• ABOUT THIS TASK:
Report every line of the records that includes the word "torch".

• DATA PROVIDED:
····················

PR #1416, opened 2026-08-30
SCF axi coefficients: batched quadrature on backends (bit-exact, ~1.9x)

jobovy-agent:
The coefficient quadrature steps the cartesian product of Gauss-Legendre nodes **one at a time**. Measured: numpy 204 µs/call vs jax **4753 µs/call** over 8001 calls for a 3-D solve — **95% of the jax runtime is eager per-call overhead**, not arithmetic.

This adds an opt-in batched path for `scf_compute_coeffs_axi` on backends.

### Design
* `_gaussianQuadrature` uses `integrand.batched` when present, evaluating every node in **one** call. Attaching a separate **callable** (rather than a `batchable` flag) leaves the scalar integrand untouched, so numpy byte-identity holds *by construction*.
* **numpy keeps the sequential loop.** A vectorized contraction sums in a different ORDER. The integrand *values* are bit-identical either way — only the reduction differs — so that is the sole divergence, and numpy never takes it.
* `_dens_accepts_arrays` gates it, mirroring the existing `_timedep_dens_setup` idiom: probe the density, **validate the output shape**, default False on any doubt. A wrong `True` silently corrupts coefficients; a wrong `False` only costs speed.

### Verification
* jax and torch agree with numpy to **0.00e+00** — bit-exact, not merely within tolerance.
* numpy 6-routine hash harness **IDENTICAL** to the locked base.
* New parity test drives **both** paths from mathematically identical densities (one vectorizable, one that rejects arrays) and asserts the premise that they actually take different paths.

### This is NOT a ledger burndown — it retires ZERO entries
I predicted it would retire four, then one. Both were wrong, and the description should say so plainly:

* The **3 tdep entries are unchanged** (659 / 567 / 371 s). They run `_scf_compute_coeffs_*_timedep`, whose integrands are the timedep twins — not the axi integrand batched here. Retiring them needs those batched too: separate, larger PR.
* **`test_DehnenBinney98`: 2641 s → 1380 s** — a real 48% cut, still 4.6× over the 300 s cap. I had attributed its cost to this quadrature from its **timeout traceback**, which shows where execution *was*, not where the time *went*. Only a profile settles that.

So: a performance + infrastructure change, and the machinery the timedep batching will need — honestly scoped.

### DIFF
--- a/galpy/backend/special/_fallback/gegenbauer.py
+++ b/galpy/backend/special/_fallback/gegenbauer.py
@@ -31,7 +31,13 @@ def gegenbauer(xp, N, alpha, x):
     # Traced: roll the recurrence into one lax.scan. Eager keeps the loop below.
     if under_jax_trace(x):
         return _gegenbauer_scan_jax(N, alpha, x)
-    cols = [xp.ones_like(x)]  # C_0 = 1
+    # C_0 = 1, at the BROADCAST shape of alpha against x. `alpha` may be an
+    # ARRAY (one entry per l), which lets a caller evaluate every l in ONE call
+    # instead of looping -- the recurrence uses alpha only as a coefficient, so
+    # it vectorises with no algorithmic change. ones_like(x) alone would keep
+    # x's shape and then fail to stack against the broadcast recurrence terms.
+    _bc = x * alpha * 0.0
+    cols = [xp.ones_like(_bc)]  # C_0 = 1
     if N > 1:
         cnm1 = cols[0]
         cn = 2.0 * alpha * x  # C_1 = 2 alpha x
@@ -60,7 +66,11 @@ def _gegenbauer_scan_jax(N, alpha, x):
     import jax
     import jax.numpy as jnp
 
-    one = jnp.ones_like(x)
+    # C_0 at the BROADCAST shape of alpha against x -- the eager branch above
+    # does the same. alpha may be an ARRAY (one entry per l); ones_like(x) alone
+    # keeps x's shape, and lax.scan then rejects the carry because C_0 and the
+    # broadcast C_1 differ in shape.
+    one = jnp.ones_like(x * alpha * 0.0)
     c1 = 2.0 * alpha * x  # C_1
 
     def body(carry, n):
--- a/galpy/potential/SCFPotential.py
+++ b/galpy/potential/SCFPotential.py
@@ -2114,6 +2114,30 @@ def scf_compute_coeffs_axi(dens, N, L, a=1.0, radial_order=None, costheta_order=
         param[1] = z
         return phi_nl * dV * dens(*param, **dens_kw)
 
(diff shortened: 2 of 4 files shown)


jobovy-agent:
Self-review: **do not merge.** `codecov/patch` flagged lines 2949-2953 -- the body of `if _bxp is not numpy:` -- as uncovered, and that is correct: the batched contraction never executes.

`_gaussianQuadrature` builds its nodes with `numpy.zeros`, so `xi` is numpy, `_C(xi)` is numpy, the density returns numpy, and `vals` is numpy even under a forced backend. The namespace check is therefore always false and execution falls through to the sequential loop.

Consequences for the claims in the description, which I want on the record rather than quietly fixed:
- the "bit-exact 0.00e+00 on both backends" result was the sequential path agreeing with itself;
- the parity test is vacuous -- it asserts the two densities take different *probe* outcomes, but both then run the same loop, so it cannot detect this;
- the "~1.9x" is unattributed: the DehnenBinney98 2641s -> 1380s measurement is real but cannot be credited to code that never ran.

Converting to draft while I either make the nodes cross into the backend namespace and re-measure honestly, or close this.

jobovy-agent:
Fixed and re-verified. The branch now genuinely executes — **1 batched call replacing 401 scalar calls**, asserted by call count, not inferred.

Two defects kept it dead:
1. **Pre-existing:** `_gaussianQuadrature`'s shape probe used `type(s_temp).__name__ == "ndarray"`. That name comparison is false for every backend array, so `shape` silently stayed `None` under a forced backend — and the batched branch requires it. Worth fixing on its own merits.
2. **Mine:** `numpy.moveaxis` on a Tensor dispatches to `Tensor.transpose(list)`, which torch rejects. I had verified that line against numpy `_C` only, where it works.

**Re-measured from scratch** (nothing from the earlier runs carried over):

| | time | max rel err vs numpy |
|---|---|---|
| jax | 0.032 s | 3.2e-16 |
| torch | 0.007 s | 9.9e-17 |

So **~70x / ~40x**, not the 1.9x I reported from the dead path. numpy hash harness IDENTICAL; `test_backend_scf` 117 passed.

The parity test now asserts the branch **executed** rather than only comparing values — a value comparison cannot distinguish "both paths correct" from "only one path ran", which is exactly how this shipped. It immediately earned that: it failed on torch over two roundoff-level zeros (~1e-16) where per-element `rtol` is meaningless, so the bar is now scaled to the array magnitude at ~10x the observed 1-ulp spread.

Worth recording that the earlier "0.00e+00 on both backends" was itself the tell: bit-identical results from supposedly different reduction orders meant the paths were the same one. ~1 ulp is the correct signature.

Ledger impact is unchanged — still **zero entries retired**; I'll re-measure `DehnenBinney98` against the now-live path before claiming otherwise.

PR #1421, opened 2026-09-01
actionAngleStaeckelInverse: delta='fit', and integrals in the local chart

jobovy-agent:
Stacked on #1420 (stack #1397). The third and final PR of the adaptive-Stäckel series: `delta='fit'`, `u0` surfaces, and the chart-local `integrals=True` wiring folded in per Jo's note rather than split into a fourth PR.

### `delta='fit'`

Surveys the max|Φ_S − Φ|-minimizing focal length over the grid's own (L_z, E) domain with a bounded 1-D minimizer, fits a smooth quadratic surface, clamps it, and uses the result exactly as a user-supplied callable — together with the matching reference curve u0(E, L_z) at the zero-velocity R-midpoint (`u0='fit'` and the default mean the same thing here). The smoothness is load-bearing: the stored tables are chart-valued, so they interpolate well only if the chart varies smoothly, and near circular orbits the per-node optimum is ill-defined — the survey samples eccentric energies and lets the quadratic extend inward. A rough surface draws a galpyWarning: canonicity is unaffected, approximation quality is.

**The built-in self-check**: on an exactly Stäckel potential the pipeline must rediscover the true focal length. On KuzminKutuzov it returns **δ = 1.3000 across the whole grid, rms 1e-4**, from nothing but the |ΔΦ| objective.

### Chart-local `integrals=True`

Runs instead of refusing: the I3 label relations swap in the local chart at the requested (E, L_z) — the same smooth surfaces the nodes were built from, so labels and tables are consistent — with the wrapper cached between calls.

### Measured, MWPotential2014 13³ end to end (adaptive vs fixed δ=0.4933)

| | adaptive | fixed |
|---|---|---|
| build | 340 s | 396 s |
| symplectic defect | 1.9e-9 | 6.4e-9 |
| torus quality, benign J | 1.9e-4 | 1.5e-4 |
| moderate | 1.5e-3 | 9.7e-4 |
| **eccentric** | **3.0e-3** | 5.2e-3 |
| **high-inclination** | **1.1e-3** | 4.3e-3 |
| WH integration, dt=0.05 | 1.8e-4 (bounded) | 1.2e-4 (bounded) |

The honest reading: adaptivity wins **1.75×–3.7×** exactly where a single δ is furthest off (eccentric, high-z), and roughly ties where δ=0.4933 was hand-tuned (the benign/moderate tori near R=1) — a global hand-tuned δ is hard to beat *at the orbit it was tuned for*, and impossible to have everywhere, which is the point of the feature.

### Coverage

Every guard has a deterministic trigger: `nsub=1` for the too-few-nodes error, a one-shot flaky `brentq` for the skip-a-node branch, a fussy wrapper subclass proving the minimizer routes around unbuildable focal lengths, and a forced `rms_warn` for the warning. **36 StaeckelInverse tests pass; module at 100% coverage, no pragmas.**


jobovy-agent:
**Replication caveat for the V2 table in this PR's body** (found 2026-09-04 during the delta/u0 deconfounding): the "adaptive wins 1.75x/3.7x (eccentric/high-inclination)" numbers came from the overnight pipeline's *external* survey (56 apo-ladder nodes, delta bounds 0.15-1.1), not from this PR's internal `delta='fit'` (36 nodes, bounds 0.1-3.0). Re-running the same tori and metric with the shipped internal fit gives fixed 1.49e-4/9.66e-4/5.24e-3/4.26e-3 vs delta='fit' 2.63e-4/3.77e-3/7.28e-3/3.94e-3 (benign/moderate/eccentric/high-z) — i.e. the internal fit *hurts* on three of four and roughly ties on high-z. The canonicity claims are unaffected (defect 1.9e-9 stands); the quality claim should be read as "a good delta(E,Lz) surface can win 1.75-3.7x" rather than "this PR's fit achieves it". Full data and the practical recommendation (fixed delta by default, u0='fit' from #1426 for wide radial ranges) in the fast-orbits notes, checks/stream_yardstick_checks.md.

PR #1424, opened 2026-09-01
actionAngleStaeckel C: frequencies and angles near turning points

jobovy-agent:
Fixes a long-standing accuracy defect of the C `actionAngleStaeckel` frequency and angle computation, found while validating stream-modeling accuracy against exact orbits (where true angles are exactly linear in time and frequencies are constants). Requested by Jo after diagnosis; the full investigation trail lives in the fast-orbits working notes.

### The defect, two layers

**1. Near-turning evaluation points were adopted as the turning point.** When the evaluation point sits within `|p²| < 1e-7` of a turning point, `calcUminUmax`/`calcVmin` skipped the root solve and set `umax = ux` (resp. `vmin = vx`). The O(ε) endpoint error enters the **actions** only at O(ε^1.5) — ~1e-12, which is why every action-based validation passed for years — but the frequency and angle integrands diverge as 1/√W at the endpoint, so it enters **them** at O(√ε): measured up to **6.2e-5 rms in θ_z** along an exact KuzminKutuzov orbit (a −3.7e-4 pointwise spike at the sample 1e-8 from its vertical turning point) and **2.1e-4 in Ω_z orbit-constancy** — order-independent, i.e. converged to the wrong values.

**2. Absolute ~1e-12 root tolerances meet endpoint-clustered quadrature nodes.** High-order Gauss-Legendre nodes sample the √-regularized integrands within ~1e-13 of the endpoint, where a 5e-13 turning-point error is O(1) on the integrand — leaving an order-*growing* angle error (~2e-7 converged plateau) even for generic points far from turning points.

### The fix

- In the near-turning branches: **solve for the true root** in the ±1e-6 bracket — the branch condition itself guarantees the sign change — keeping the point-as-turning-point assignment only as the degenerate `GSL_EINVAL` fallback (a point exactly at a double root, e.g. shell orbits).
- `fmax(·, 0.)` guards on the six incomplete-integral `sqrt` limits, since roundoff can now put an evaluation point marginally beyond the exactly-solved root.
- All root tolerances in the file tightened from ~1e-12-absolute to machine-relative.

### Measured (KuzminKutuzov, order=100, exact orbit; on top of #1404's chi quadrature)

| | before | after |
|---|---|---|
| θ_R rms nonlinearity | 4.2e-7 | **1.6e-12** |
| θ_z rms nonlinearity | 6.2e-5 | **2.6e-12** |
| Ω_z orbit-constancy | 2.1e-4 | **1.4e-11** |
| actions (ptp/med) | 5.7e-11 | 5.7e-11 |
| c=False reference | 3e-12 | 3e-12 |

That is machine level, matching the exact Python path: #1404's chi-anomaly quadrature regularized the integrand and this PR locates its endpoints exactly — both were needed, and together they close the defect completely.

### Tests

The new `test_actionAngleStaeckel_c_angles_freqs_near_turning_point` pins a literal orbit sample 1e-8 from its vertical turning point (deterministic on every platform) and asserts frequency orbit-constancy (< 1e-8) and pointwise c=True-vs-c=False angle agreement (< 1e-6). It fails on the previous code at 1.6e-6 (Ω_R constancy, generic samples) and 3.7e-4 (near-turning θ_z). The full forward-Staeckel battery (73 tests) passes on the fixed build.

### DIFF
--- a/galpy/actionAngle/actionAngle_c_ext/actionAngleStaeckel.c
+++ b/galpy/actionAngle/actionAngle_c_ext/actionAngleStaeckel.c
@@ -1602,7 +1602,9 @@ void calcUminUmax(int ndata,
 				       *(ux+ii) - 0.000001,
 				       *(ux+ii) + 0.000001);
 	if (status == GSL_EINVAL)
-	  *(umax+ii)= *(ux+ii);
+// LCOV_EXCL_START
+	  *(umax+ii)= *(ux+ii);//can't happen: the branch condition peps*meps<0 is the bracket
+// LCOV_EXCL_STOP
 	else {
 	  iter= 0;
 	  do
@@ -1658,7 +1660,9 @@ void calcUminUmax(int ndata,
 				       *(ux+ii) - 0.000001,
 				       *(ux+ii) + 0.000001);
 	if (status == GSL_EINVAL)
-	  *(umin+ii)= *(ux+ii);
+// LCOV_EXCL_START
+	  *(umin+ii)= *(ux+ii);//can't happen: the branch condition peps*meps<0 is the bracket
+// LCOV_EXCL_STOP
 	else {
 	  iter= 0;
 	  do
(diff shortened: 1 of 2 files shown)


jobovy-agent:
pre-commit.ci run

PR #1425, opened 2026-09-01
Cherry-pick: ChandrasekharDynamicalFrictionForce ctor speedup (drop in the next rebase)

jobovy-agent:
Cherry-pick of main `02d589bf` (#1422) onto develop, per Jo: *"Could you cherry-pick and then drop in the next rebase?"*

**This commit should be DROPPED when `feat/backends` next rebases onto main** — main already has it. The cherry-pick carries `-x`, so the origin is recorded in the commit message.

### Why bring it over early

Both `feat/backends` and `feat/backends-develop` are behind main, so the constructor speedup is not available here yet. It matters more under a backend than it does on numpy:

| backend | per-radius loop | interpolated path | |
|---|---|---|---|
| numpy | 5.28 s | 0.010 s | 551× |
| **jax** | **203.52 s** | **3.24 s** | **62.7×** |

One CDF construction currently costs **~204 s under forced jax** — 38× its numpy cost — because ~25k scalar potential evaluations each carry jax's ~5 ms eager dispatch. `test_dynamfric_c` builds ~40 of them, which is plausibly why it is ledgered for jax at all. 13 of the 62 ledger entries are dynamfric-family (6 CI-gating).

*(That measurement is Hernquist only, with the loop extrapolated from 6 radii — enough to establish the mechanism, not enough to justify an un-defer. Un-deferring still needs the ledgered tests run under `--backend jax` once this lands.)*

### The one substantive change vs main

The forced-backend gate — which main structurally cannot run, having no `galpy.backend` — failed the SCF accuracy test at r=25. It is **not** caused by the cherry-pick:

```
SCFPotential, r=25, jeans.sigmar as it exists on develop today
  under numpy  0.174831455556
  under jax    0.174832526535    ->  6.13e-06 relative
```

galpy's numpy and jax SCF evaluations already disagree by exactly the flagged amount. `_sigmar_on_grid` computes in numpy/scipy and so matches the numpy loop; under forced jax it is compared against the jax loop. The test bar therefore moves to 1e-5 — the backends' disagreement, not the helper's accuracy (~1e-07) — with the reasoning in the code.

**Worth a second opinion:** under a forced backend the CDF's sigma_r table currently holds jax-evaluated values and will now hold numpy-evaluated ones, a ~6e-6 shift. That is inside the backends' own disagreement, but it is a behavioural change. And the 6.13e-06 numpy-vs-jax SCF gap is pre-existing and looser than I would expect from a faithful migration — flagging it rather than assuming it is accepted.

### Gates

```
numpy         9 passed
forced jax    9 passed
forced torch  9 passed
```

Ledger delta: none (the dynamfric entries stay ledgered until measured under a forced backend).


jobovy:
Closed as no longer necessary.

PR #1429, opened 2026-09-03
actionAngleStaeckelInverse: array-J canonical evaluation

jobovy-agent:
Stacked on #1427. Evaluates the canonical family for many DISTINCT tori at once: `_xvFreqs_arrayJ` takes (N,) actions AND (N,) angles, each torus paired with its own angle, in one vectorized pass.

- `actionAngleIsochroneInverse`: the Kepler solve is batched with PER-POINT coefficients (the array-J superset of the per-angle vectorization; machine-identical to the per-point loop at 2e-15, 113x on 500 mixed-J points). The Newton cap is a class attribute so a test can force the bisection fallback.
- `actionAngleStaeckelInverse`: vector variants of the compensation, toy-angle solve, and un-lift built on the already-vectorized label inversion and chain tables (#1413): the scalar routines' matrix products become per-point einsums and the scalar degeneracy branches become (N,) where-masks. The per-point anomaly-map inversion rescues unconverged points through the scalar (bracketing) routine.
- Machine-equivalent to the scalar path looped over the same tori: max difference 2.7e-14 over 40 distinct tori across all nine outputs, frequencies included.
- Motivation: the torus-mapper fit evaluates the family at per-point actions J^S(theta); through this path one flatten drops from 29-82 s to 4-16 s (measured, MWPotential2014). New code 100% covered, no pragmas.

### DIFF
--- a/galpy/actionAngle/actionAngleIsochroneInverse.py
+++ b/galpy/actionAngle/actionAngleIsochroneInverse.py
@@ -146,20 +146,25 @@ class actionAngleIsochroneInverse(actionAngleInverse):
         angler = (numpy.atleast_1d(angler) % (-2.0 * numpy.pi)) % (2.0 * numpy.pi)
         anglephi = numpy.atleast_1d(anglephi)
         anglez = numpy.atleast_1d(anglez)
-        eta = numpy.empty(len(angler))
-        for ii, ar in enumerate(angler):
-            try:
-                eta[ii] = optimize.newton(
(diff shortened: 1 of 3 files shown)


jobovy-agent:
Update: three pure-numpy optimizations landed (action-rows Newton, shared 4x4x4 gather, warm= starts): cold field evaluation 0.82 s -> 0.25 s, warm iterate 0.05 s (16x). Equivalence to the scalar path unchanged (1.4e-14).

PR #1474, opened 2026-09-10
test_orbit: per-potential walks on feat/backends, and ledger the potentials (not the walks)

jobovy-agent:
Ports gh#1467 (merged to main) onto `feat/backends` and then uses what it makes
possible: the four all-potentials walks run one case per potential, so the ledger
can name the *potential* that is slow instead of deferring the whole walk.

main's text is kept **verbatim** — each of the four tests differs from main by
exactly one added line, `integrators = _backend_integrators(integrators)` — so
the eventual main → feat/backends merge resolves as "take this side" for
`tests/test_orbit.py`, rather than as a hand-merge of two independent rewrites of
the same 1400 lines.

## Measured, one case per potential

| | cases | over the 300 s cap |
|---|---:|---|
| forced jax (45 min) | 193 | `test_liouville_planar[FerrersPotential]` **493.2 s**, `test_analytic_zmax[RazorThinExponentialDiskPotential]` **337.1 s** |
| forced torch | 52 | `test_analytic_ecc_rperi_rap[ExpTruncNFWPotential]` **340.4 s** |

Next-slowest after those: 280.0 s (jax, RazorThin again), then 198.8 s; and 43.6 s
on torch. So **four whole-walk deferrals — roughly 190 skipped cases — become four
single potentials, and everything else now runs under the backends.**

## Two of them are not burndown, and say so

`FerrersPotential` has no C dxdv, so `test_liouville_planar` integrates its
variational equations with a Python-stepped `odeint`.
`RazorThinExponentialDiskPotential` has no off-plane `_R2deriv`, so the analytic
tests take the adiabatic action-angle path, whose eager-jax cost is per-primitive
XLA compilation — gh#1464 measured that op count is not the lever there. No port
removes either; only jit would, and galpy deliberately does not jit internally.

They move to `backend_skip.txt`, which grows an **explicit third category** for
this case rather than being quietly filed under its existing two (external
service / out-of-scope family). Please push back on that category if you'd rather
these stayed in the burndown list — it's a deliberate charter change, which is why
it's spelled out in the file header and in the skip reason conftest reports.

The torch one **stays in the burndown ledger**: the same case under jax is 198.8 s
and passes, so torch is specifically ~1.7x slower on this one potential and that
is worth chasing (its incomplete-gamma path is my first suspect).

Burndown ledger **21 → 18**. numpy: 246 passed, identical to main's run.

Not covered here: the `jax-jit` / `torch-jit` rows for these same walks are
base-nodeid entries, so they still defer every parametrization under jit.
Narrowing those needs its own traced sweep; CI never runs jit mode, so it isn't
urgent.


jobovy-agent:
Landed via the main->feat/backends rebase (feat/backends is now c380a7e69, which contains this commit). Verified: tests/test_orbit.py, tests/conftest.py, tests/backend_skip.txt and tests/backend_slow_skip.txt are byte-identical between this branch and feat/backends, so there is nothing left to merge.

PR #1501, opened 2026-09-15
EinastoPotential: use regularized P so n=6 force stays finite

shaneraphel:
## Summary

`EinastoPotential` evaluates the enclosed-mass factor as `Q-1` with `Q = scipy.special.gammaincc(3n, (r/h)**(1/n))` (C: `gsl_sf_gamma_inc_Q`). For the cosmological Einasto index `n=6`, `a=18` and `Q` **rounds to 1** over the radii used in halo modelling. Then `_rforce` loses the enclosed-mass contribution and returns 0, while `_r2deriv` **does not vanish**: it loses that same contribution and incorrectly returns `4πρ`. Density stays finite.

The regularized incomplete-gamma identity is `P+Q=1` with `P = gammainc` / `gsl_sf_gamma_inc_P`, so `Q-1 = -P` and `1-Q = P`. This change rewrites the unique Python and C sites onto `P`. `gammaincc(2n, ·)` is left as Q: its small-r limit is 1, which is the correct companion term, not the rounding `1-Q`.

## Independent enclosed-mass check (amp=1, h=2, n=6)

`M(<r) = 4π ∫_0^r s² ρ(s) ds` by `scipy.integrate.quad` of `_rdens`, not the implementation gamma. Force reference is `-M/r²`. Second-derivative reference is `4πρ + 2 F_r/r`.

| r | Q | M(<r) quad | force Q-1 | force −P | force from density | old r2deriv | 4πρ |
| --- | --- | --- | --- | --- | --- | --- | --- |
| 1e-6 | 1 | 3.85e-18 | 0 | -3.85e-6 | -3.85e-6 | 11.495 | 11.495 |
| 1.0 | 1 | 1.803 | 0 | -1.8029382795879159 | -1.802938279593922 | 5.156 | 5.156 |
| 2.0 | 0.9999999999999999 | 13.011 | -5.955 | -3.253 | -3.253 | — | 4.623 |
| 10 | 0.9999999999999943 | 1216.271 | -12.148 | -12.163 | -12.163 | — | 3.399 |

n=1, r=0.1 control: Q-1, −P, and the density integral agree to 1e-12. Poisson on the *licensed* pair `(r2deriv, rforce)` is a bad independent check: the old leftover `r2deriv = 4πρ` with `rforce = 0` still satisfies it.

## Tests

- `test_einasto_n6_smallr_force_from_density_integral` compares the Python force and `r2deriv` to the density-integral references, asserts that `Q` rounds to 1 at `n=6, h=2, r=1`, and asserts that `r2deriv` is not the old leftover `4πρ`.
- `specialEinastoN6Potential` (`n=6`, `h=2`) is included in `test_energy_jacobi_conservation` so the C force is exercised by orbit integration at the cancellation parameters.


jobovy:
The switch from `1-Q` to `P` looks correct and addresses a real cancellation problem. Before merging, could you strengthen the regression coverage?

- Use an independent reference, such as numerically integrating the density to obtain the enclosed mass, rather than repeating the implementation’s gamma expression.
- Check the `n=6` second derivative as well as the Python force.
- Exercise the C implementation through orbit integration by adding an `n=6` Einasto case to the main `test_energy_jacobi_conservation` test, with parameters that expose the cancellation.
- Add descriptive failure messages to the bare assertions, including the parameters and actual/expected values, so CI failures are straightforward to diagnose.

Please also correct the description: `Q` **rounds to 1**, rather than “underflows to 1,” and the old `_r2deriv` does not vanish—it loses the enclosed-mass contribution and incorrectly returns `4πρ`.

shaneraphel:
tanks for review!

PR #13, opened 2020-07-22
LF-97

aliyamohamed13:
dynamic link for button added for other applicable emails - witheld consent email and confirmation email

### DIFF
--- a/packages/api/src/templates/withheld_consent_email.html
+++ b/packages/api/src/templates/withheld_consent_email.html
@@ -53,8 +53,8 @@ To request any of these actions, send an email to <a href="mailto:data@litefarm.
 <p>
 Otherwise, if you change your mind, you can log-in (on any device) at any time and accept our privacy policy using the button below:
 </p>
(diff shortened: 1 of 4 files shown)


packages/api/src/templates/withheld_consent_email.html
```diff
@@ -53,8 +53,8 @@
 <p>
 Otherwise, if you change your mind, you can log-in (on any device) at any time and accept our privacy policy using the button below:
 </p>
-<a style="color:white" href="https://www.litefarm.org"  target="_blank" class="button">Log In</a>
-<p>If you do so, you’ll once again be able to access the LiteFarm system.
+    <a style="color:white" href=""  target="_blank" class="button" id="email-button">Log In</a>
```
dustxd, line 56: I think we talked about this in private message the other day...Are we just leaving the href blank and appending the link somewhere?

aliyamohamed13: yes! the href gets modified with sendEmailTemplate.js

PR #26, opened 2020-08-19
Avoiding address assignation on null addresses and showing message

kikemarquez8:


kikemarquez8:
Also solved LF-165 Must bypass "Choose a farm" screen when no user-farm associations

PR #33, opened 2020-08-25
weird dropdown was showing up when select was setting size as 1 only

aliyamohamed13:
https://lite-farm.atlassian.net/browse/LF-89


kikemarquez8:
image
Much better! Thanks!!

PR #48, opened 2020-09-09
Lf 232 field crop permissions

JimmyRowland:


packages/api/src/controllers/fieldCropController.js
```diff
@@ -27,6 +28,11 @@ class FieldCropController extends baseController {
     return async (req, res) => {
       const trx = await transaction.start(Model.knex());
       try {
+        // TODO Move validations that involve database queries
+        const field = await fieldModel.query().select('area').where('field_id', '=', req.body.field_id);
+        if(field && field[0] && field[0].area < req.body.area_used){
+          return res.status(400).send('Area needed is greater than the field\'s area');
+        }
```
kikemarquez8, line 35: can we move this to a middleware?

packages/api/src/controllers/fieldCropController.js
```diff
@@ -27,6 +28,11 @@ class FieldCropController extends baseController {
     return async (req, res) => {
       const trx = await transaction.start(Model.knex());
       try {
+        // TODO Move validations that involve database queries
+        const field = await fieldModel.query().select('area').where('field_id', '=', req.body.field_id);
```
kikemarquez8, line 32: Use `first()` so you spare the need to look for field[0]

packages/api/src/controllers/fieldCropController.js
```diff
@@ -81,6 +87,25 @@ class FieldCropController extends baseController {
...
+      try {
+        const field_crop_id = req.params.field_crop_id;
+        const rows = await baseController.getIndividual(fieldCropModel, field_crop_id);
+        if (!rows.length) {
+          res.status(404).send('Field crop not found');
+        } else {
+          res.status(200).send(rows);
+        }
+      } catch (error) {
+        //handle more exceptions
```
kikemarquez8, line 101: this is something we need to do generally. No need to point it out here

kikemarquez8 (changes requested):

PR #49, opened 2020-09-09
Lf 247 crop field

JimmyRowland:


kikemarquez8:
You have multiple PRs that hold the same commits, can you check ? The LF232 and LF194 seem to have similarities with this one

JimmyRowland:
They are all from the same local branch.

····················

• OUTPUT FOR THIS TASK:
* jax and torch agree with numpy to **0.00e+00** — bit-exact, not merely within tolerance.
2. **Mine:** `numpy.moveaxis` on a Tensor dispatches to `Tensor.transpose(list)`, which torch rejects. I had verified that line against numpy `_C` only, where it works.
| torch | 0.007 s | 9.9e-17 |
The parity test now asserts the branch **executed** rather than only comparing values — a value comparison cannot distinguish "both paths correct" from "only one path ran", which is exactly how this shipped. It immediately earned that: it failed on torch over two roundoff-level zeros (~1e-16) where per-element `rtol` is meaningless, so the bar is now scaled to the array magnitude at ~10x the observed 1-ulp spread.
forced torch  9 passed
| forced torch | 52 | `test_analytic_ecc_rperi_rap[ExpTruncNFWPotential]` **340.4 s** |
on torch. So **four whole-walk deferrals — roughly 190 skipped cases — become four
The torch one **stays in the burndown ledger**: the same case under jax is 198.8 s
and passes, so torch is specifically ~1.7x slower on this one potential and that
Not covered here: the `jax-jit` / `torch-jit` rows for these same walks are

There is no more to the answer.